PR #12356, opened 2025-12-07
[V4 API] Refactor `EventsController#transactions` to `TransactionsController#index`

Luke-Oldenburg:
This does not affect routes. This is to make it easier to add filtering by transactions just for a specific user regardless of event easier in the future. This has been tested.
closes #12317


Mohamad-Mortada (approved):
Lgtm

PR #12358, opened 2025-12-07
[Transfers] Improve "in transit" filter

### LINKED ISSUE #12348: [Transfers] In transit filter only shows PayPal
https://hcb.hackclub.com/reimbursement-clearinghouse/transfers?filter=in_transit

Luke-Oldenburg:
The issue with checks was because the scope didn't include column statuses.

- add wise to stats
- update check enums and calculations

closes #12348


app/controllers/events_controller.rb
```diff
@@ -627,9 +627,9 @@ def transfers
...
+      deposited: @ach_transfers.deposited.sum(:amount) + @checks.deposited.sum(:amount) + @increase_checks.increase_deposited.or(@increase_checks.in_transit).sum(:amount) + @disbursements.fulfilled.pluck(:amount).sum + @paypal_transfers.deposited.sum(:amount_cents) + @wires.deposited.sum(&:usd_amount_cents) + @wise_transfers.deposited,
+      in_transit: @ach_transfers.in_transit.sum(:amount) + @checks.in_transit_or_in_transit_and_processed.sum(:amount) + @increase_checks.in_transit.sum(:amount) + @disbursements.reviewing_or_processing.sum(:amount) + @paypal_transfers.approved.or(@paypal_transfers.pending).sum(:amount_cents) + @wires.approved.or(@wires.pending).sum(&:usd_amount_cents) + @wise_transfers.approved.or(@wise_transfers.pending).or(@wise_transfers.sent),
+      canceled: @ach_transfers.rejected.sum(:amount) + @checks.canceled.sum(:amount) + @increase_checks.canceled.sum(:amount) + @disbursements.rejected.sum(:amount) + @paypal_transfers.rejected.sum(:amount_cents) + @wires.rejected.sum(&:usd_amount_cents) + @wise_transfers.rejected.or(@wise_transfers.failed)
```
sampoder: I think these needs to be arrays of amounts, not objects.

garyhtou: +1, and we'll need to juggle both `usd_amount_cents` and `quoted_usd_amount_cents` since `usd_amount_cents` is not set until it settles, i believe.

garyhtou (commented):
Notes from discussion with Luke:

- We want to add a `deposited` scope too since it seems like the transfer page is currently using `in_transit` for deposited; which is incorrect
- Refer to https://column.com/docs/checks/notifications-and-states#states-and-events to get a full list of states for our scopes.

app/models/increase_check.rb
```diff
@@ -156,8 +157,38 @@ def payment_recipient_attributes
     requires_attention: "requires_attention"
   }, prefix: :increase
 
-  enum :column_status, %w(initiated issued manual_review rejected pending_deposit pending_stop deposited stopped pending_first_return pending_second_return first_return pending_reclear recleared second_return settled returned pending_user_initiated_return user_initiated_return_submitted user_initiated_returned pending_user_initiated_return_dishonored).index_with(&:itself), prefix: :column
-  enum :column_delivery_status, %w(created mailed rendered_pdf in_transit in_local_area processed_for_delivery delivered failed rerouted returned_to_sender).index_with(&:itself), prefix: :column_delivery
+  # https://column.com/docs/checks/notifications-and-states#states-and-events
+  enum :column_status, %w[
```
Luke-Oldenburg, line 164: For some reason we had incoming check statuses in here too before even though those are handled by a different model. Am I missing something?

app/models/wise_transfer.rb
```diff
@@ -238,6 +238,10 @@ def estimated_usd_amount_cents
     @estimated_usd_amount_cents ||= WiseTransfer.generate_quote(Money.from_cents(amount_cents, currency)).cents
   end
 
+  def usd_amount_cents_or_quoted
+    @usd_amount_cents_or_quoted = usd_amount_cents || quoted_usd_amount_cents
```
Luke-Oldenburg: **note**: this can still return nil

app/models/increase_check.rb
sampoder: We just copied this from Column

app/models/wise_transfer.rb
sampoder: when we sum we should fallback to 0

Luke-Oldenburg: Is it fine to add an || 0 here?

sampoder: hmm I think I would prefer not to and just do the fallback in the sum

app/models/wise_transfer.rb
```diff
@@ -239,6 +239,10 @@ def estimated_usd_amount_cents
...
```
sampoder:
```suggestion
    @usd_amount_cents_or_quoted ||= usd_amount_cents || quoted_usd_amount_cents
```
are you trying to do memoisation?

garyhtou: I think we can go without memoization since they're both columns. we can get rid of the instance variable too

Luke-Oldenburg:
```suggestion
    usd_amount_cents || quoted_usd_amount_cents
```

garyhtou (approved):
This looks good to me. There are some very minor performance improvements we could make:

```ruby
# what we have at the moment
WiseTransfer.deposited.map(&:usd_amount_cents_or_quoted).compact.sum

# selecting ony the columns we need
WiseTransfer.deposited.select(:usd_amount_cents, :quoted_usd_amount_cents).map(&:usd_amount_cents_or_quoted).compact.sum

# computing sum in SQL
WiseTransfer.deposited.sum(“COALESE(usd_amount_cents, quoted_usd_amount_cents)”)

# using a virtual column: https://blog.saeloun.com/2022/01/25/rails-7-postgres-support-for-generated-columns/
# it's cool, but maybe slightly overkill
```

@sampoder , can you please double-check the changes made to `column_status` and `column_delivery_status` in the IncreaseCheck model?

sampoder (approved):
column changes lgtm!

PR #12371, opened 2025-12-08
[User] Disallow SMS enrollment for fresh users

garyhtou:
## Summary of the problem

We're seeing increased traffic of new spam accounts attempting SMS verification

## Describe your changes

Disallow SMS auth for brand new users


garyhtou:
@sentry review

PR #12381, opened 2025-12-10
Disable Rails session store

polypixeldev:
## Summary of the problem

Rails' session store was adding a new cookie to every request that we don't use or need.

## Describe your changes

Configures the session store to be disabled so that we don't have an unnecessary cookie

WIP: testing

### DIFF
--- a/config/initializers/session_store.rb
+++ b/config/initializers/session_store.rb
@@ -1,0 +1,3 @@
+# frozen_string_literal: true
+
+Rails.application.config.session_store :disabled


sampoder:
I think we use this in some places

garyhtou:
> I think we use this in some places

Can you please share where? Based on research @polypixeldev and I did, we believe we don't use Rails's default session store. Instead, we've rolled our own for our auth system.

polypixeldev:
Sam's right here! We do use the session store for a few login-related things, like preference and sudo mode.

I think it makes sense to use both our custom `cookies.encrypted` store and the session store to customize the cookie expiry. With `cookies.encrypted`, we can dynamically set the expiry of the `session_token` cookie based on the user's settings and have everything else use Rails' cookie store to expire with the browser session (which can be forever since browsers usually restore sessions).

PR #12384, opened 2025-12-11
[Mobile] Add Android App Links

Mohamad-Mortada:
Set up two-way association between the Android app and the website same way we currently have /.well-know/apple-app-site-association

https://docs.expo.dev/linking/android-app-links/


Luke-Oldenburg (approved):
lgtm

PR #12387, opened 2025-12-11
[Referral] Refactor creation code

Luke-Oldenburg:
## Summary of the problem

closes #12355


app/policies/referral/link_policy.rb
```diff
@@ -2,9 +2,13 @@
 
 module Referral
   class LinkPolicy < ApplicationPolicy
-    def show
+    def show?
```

#####

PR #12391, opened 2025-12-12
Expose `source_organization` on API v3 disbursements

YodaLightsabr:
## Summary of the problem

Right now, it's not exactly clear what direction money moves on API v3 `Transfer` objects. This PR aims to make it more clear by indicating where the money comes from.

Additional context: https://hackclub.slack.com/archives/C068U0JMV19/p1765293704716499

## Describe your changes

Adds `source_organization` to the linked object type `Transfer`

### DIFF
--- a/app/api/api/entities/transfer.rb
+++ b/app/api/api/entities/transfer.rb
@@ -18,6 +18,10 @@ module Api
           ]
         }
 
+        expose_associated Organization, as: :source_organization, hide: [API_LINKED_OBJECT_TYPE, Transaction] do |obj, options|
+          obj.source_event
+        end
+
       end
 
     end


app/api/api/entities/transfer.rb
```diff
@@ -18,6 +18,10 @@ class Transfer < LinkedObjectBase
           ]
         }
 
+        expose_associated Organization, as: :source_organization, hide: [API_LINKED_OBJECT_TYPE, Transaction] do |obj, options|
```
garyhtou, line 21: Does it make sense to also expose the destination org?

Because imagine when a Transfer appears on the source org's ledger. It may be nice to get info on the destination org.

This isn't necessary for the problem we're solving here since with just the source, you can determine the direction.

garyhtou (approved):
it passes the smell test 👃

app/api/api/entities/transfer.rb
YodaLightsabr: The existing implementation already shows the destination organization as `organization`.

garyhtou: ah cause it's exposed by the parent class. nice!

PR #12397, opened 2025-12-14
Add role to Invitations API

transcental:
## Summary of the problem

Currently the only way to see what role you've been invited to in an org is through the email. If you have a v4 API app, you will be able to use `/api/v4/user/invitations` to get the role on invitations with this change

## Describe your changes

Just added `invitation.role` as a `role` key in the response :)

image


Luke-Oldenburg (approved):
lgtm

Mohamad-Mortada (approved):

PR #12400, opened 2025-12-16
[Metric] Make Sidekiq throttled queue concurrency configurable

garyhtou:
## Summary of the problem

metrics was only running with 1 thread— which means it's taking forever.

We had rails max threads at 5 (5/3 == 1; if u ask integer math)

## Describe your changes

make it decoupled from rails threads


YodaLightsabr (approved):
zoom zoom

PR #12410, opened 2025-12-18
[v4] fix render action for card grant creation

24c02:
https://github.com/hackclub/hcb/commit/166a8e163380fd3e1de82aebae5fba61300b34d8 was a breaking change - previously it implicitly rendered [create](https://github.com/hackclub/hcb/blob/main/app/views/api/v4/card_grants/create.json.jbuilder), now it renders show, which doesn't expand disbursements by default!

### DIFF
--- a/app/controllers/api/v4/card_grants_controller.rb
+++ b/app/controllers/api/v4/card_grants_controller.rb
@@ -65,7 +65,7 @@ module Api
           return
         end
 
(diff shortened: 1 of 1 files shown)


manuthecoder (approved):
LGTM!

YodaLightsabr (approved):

#####

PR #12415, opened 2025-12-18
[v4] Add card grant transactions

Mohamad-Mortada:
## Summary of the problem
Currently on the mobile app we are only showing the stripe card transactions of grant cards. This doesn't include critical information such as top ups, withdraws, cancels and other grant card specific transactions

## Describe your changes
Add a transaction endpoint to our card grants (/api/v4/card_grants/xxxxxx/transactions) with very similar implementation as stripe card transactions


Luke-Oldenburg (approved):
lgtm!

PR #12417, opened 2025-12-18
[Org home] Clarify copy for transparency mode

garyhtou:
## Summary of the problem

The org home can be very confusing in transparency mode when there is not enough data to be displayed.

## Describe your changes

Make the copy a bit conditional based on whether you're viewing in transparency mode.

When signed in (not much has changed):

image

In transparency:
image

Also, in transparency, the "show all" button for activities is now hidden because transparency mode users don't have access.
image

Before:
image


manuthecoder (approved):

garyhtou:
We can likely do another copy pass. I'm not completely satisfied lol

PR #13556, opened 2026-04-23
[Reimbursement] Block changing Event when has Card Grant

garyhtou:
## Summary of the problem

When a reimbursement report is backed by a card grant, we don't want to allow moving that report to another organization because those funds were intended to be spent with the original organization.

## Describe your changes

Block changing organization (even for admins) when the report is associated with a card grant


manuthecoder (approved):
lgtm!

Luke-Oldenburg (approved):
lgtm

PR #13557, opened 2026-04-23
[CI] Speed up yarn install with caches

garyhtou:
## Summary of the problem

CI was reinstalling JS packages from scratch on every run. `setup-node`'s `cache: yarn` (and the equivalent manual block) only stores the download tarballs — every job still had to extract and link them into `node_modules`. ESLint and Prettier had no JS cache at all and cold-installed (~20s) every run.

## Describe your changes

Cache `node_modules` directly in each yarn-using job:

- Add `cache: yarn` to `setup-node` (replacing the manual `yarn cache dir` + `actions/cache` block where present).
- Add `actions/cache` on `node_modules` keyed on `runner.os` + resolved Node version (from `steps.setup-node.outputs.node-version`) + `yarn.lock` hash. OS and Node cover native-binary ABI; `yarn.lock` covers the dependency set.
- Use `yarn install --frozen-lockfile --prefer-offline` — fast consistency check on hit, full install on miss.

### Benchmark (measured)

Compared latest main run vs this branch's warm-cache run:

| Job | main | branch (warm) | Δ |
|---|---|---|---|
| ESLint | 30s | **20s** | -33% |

#####

*What to produce*. Look over the listing. Pull out every line with the string "docs" in it.

*Solution below*.
- Refer to https://column.com/docs/checks/notifications-and-states#states-and-events to get a full list of states for our scopes.
+  # https://column.com/docs/checks/notifications-and-states#states-and-events
https://docs.expo.dev/linking/android-app-links/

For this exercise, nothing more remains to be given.